# Snapper Throats & Fajitas!



## doslocosranch (Apr 24, 2006)

Decided to grill some throats and fajtas yesterday!
Fajita Marinade
Herdez Salsa Verde 2 cans
Lime Juice 1 or 2 limes
Fiesta fajita seasoning
Soy Sauce 1/4 cup
Worcesterschire Sauce 1/4 cup
Snapper
Spray w/ Olive Oil
Sprinkle Tony C's (to taste)

Enjoy!


----------



## cookie (Oct 26, 2004)

okay i will bite whats a snapper throat?


----------



## Hop (May 21, 2004)

A rare bird that has tiny wings! 
It's the throat out of a fish. The piece of meat that most throw away, It's loacted between the gills and the pectoral fins.

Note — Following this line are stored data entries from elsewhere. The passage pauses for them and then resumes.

PR #831, opened 2019-11-22
Rewrite the configuration system

### LINKED ISSUE #812: Redesign the configuration system
The current configuration system is pretty limiting (no possibility of reloading of any subsystems, no file watch, ...) and we aren't versioning the configuration.

As such, we need a new reliable configuration system that fit our needs.

Thog:
The configuration system was quite fragile and too dependent on everything, this fix #812 .

The changes:

- The file configuration is now entirely independent from the internal configuration state.
- The file configuration is versioned (current version is 1).
- Every configuration elements are now reactive properties that the emulator can register on to handle initialization and configuration changes.
- The configuration system is now in Ryujinx.Common to be accessible on every projects.
- Discord integration is now independent from the UI and can be reloaded.
- The primary controller is now configurable at runtime (NOTE: the UI currently doesn't have any options to configure real controller).
- The logger is entirely reloadable.
- You can now hotplug your controller when the emulator is running.
- The logger now takes name for every LogTarget to make them removable at runtime.
- The logger now always add the default "console" target to avoid loosing early init logs.
- The configuration system now generates a default file configuration if it's missing or too new.
- General system stability improvements to enhance the user's experience


Ryujinx.Common/Configuration/ConfigurationState.cs
```diff
@@ -0,0 +1,444 @@
...
+                },
+                Hotkeys     = new KeyboardHotkeys
+                {
+                    ToggleVsync = Key.Tab
+                }
+            };
+
+            Hid.JoystickControls.Value = new NpadController
+            {
+                Enabled           = true,
```
gdkchan: nit: Remove extra space.

Ryujinx.Common/Configuration/ConfigurationState.cs
```diff
@@ -0,0 +1,444 @@
...
+                    Stick       = ControllerInputId.Axis0,
+                    StickButton = ControllerInputId.Button8,
+                    DPadUp      = ControllerInputId.Hat0Up,
+                    DPadDown    = ControllerInputId.Hat0Down,
+                    DPadLeft    = ControllerInputId.Hat0Left,
+                    DPadRight   = ControllerInputId.Hat0Right,
+                    ButtonMinus = ControllerInputId.Button6,
+                    ButtonL     = ControllerInputId.Button4,
+                    ButtonZl    = ControllerInputId.Axis2,
+
```
gdkchan: nit: Remove empty line.

Ryujinx.Common/Configuration/ConfigurationState.cs
```diff
@@ -0,0 +1,444 @@
...
+                    ButtonZr    = ControllerInputId.Axis5,
+                }
+            };
+        }
+
+        public void Load(ConfigurationFileFormat configurationFileFormat)
+        {
+            if (configurationFileFormat.Version != 1 && configurationFileFormat.Version != 0)
+            {
+                Common.Logging.Logger.PrintWarning(LogClass.Application, $"Unsupported configuration version {configurationFileFormat.Version}, loading default!");
```
gdkchan: No need for the exclamation mark at the end of the message, i'd use a dot.

Ryujinx.Common/Configuration/ConfigurationState.cs
```diff
@@ -0,0 +1,444 @@
...
+            Hid.EnableKeyboard.Value               = configurationFileFormat.EnableKeyboard;
+            Hid.KeyboardControls.Value             = configurationFileFormat.KeyboardControls;
+            Hid.JoystickControls.Value             = configurationFileFormat.JoystickControls;
+        }
+
+        public static void Initialize()
+        {
+            if (Instance != null)
+            {
+                throw new InvalidOperationException("Configuration is already initialized!");
```
gdkchan: Same as above.

Ryujinx.Common/Logging/Logger.cs
```diff
@@ -37,20 +37,54 @@ static Logger()
             m_LogTargets = new List<ILogTarget>();
 
             m_Time = Stopwatch.StartNew();
+
+            // logger should log to console by default
+            AddTarget(new AsyncLogTargetWrapper(
+                new ConsoleLogTarget("console"),
+                1000,
+                AsyncLogTargetOverflowAction.Block
```
gdkchan: ` AsyncLogTargetOverflowAction.Block));`

Ryujinx.Common/Logging/Targets/FileLogTarget.cs
```diff
@@ -32,5 +34,10 @@ public void Dispose()
             _logWriter.Flush();
             _logWriter.Dispose();
         }
+
+        public string GetName()
```
gdkchan: Maybe it's better to just make `_name` public? (And change the name to Name). Could also use a property instead of the readonly field.

Ryujinx.Common/Logging/Targets/ILogTarget.cs
```diff
@@ -5,5 +5,7 @@ namespace Ryujinx.Common.Logging
     public interface ILogTarget : IDisposable
     {
         void Log(object sender, LogEventArgs args);
+
+        string GetName();
```
gdkchan: See above. If you use a property, that would change to `string Name { get; }`.

Ryujinx.Common/Logging/Targets/JsonLogTarget.cs
```diff
@@ -7,10 +7,12 @@ public class JsonLogTarget : ILogTarget
     {
         private Stream _stream;
         private bool   _leaveOpen;
+        private string _name;
```
gdkchan: Same comment as above.

Ryujinx.Common/Ryujinx.Common.csproj
```diff
@@ -27,6 +27,7 @@
   </PropertyGroup>
 
   <ItemGroup>
+    <PackageReference Include="JsonPrettyPrinter" Version="1.0.1.1" />
```
gdkchan: Would be nice to drop both dependencies and just use the new .NET Json serializer.

Ryujinx/Configuration/DiscordIntegrationModule.cs
```diff
@@ -0,0 +1,90 @@
...
+            if (titleName != null)
+            {
+                details = $"Playing {titleName}";
+            }
+
+            DiscordPresence.Details               = details;
+            DiscordPresence.State                 = state;
+            DiscordPresence.Assets.LargeImageText = titleName;
+            DiscordPresence.Assets.SmallImageKey  = "ryujinx";
+            DiscordPresence.Assets.SmallImageText = "Ryujinx is an emulator for the Nintendo Switch";
```
gdkchan: I think the correct would be "Ryujinx is a Nintendo Switch emulator".

Ryujinx/Program.cs
```diff
@@ -16,8 +17,30 @@ static void Main(string[] args)
...
+            // Initialize the configuration
+            ConfigurationState.Initialize();
+
+            // Initialize the logger system
+            LoggerModule.Initialize();
+
+            // Initialize Discord integration
+            DiscordIntegrationModule.Initialize();
+
+            string configurationPath = Path.Combine(AppDomain.CurrentDomain.BaseDirectory, "Config.json");
```
gdkchan: At some point, I believe all the paths should be handled by VFs (or whatever it will turn into in the future). That will avoid logic to assemble the final paths being scattered across the different projects.

Ryujinx/Ui/MainWindow.cs
```diff
@@ -536,65 +487,70 @@ private void About_Pressed(object o, EventArgs args)
...
-            SwitchSettings.SwitchConfig.GuiColumns[8] = _pathToggle.Active;
+            ConfigurationState.Instance.Ui.GuiColumns.Value[8] = _pathToggle.Active;
+
+            SaveConfig();
+        }
 
-            Configuration.SaveConfig(SwitchSettings.SwitchConfig, System.IO.Path.Combine(AppDomain.CurrentDomain.BaseDirectory, "Config.json"));
+        public static void SaveConfig()
+        {
+            ConfigurationState.Instance.ToFileFormat().SaveConfig(System.IO.Path.Combine(AppDomain.CurrentDomain.BaseDirectory, "Config.json"));
```
gdkchan: Just what I was saying above, again that same code is repeated to get the final config path. Not being able to use `using System.IO;` is also not very nice.

Ryujinx/Ui/SwitchSettings.cs
```diff
@@ -120,59 +116,59 @@ private SwitchSettings(Builder builder, HLE.Switch device) : base(builder.GetObj
...
-            _x1.Label            = SwitchConfig.KeyboardControls.RightJoycon.ButtonX.ToString();
-            _y1.Label            = SwitchConfig.KeyboardControls.RightJoycon.ButtonY.ToString();
-            _plus1.Label         = SwitchConfig.KeyboardControls.RightJoycon.ButtonPlus.ToString();
-            _r1.Label            = SwitchConfig.KeyboardControls.RightJoycon.ButtonR.ToString();
-            _zR1.Label           = SwitchConfig.KeyboardControls.RightJoycon.ButtonZr.ToString();
-
-            _custThemePath.Buffer.Text           = SwitchConfig.CustomThemePath;
-            _graphicsShadersDumpPath.Buffer.Text = SwitchConfig.GraphicsShadersDumpPath;
-            _fsLogSpinAdjustment.Value           = SwitchConfig.FsGlobalAccessLogMode;
+            if (ConfigurationState.Instance.Logger.EnableFileLog)             { _fileLogToggle.Click();        }
```
gdkchan: Would be nice to reformat all those ifs like so:
```cs
if (condition)
{
    // Code...
}
```

Ryujinx/Configuration/DiscordIntegrationModule.cs
```diff
@@ -0,0 +1,90 @@
...
+                State      = "Idling",
+                Timestamps = new Timestamps(DateTime.UtcNow)
+            };
+
+            ConfigurationState.Instance.EnableDiscordIntegration.Event += Update;
+        }
+
+        private static void Update(object sender, ReactiveEventArgs<bool> e)
+        {
+            if (e.OldValue != e.Value)
```
jduncanator: Why do you do this check? The Update handler will only be invoked if the previous value is different from the new value.

Ryujinx.Common/ReactiveObject.cs
```diff
@@ -0,0 +1,57 @@
...
+
+    public class ReactiveEventArgs<T>
+    {
+        public T OldValue { get; private set; }
+        public T Value    { get; private set; }
+
+        public ReactiveEventArgs(T oldValue, T value)
+        {
+            OldValue = oldValue;
+            Value    = value;
```
jduncanator: If we're calling the previous value `OldValue`, I think `Value` should be called `NewValue`.

Ryujinx.Common/Configuration/LoggerModule.cs
```diff
@@ -0,0 +1,112 @@
...
+
+            ConfigurationState.Instance.Logger.EnableDebug.Event       += ReloadEnableDebug;
+            ConfigurationState.Instance.Logger.EnableStub.Event        += ReloadEnableStub;
+            ConfigurationState.Instance.Logger.EnableInfo.Event        += ReloadEnableInfo;
+            ConfigurationState.Instance.Logger.EnableWarn.Event        += ReloadEnableWarning;
+            ConfigurationState.Instance.Logger.EnableError.Event       += ReloadEnableError;
+            ConfigurationState.Instance.Logger.EnableGuest.Event       += ReloadEnableGuest;
+            ConfigurationState.Instance.Logger.EnableFsAccessLog.Event += ReloadEnableFsAccessLog;
+            ConfigurationState.Instance.Logger.FilteredClasses.Event   += ReloadFilteredClasses;
+            ConfigurationState.Instance.Logger.EnableFileLog.Event     += ReloadFileLogger;
```
jduncanator: I'd implement a single handler for all of these. There is very little overhead in changing the enabled/disable state of a logger, so updating the state for all of them at once, even if only one changes, can make all this neater.

Ryujinx.Common/Ryujinx.Common.csproj
jduncanator: I think this should be done in a separate PR.

Ryujinx/Ui/MainWindow.cs
```diff
@@ -71,7 +65,9 @@ public class MainWindow : Window
         [GUI] CheckMenuItem _fileExtToggle;
         [GUI] CheckMenuItem _fileSizeToggle;
         [GUI] CheckMenuItem _pathToggle;
+        [GUI] Box           _box;
```
Xpl0itR: Remove

Ryujinx/Ui/MainWindow.cs
```diff
@@ -71,7 +65,9 @@ public class MainWindow : Window
...
         [GUI] TreeView      _gameTable;
+        [GUI] GLArea        _glScreen;
```
Xpl0itR: Remove

Ryujinx/Ui/MainWindow.cs
```diff
@@ -91,60 +87,39 @@ private MainWindow(Builder builder) : base(builder.GetObject("_mainWin").Handle)
...
-            if (SwitchSettings.SwitchConfig.GuiColumns.IconColumn)       { _iconToggle.Active       = true; }
-            if (SwitchSettings.SwitchConfig.GuiColumns.AppColumn)        { _appToggle.Active        = true; }
-            if (SwitchSettings.SwitchConfig.GuiColumns.DevColumn)        { _developerToggle.Active  = true; }
-            if (SwitchSettings.SwitchConfig.GuiColumns.VersionColumn)    { _versionToggle.Active    = true; }
-            if (SwitchSettings.SwitchConfig.GuiColumns.TimePlayedColumn) { _timePlayedToggle.Active = true; }
-            if (SwitchSettings.SwitchConfig.GuiColumns.LastPlayedColumn) { _lastPlayedToggle.Active = true; }
-            if (SwitchSettings.SwitchConfig.GuiColumns.FileExtColumn)    { _fileExtToggle.Active    = true; }
-            if (SwitchSettings.SwitchConfig.GuiColumns.FileSizeColumn)   { _fileSizeToggle.Active   = true; }
-            if (SwitchSettings.SwitchConfig.GuiColumns.PathColumn)       { _pathToggle.Active       = true; }
+            if (ConfigurationState.Instance.Ui.GuiColumns.FavColumn)        { _favToggle.Active       = true; }
```
Xpl0itR: align =

Ryujinx/Ui/MainWindow.cs
```diff
@@ -211,15 +186,24 @@ private void UpdateColumns()
...
-            if (SwitchSettings.SwitchConfig.GuiColumns.DevColumn)        { _versionColumn.SortColumnId    = 4; }
-            if (SwitchSettings.SwitchConfig.GuiColumns.TimePlayedColumn) { _timePlayedColumn.SortColumnId = 5; }
-            if (SwitchSettings.SwitchConfig.GuiColumns.LastPlayedColumn) { _lastPlayedColumn.SortColumnId = 6; }
-            if (SwitchSettings.SwitchConfig.GuiColumns.FileExtColumn)    { _fileExtColumn.SortColumnId    = 7; }
-            if (SwitchSettings.SwitchConfig.GuiColumns.FileSizeColumn)   { _fileSizeColumn.SortColumnId   = 8; }
-            if (SwitchSettings.SwitchConfig.GuiColumns.PathColumn)       { _pathColumn.SortColumnId       = 9; }
+            if (ConfigurationState.Instance.Ui.GuiColumns.FavColumn)        { _favColumn.SortColumnId        = 0; }
+            if (ConfigurationState.Instance.Ui.GuiColumns.IconColumn)       { _appColumn.SortColumnId        = 2; }
+            if (ConfigurationState.Instance.Ui.GuiColumns.AppColumn)        { _devColumn.SortColumnId        = 3; }
+            if (ConfigurationState.Instance.Ui.GuiColumns.DevColumn)        { _versionColumn.SortColumnId    = 4; }
```
Xpl0itR: I used the wrong conditions in my PR on these lines, i'd appreciate if you fix this in your PR

Ryujinx/Ui/MainWindow.cs
```diff
@@ -527,7 +481,7 @@ private void FavToggle_Toggled(object sender, ToggledArgs args)
         private void Row_Activated(object sender, RowActivatedArgs args)
         {
             _tableStore.GetIter(out TreeIter treeIter, new TreePath(args.Path.ToString()));
-            string path = (string)_tableStore.GetValue(treeIter, 9);
+            string path = (string)_tableStore.GetValue(treeIter, 8);
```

It's the best part of a redfish or snapper IMO. And grilled is the only way to go! Leave the scales on and face them down on the pit. Soon as the meat flakes it's done.
Nice grub dos!
--Hop


----------



## Instigator (Jul 6, 2004)

Hop, try scaling them (before they come off the fish) and tossing them in a deep fryer. The Yacht Club in Port Isabel built a big following on them done that way. Also, the photo shows throats without the skirts (belly meat) and that is as good or better than the main part of the throat. 

Redfish throats aren't half bad either and AJ's may be the best of all. I've doubled my take at the cleaning table many times from guys who don't want to bother with/don't know/have bone issues. Once I traded a barely keeper flounder for probably 25 pounds of the best eating ever. I love those guys.


----------